Just A 12 Year Hibernation


Has it really been 12 years since my last blog post??  What happened?  Life & work, I suppose.  Before I start a new chapter on diving back into analytics topics on my freshly titled 'Analytics Avenue' blog, here's a rundown of my work experience and insights from the past 12 years...  



Yahoo: Yahoo Web Analytics

After 8 years at Yahoo, where the company had battled a hostile takeover attempt (Microsoft), fended off activist investors, tested multiple revenue generating strategies (thanks to five CEOs in 7 years), reimagined search (project Panama), struggled to unload its huge stake in Alibaba and Yahoo Japan (worth an estimated $30B), and on and on and on....they finally started closing down offices to cut costs.  Unfortunately, our small satellite office in Carlsbad, CA was one of the victims.  

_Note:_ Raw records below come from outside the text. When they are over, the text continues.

PR #61, opened 2020-05-01
Add command to validate workload executors

### LINKED ISSUE #6: Support quick-finishing when workload-executor throws an error
When the workload executor is incorrectly implemented or error-ing due to any other reason, the test runner should cut short test execution, report the error raised by the executor via JUnit, and then move onto the next test.

Currently, the test runner doesn't check if the workload executor has errored and keeps waiting for cluster maintenance to complete even if the driver workload is not being run.

### LINKED ISSUE #35: Mechanism for validating workload executors
Add a command to astrolabe that takes a `WORKLOAD_EXECUTOR` and a connection string and runs a series of workloads that are known to fail as a smoketest for checking whether the Workload Executor works properly and returns the correct JSON output. 

This would be really helpful to have as it can be quite hard to figure out whether the workload executor is working correctly especially when there are no failures. Since the workload executor runs in a background process, on the off chance that it fails silently (due to an implementation bug usually), we could end up getting spurious 'passing'/'green' builds.

The validator would run a bunch of invalid workloads to stress-test the workload executor and to check that it raises the expected errors (e.g. run a non-existent command `N` times and and check that the workload executor returns `numErrors=N`). Additionally, we can also run queries that succeed and then have `astrolabe` check that we see the expected changes on the server (e.g. issue a write via the workload executor and then check using `astrolabe` that the expected document shows up on the server).

prashantmital:
Closes #35 
Closes #6

### DIFF
--- a/docs/source/spec-workload-executor.rst
+++ b/docs/source/spec-workload-executor.rst
@@ -59,6 +59,7 @@ After accepting the inputs, the workload executor:
    * MUST keep count of the number of operation errors (``numErrors``) that are encountered while running
      operations. An operation error is when running an operation unexpectedly raises an error. Workload executors
      implementations should try to be as resilient as possible to these kinds of operation errors.
+   * MUST keep count of the number of operations that are run successfully (``numSuccesses``).
 
 #. MUST set a signal handler for handling the termination signal that is sent by ``astrolabe``. The termination signal
    is used by ``astrolabe`` to communicate to the workload executor that it should stop running operations. Upon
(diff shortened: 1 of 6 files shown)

Yahoo Web Analytics (the rebranded IndexTools platform), was no more.  It would be packaged up in the search deal with Microsoft and I never heard what they ended up doing with it.  Too bad.  It was such a powerful product.  

When Yahoo acquired IndexTools, I had pushed for it to go public like Google Analytics (as it competed more with Omniture than Google Analytics), but management decided to keep it in house.  Lost monetization opportunity in my view, but I was able to extract a large amount of additional ad spend from our advertisers thanks to YWA's solid return-on-ad-spend and early attribution features.  

Pictured Above: Yahoo Founders Jerry Yang, David Filo and Farzad Nazeem with some of our team in Carlsbad

SimpleSavr: Start-up

Towards the end of my career at Yahoo, employees were given the opportunity to spend 10% of their time working on new project ideas.  I developed a use case for leveraging Yahoo's search results to generate a coupon offer when a visitor searched for branded terms such as McDonalds, Wendy's, Carl's Jr, etc.  If you clicked on the "Coupon" search result link, within the search ad result, a scannable QR code would drop down.  You'd scan the QR code on the screen with a 3rd party QR reading mobile app and it would redirect you to the merchant's web site to access the coupon (this was before our phones had QR code readers built in).

I entered my project into a company wide "new ideas" contest, made it through the first 3 rounds of judging, and got into the final.  Then, one of our new CEOs came onboard and wiped the whole contest off the table.  Bummer, but that was just part of being on the rollercoaster ride of a Yahoo employee. 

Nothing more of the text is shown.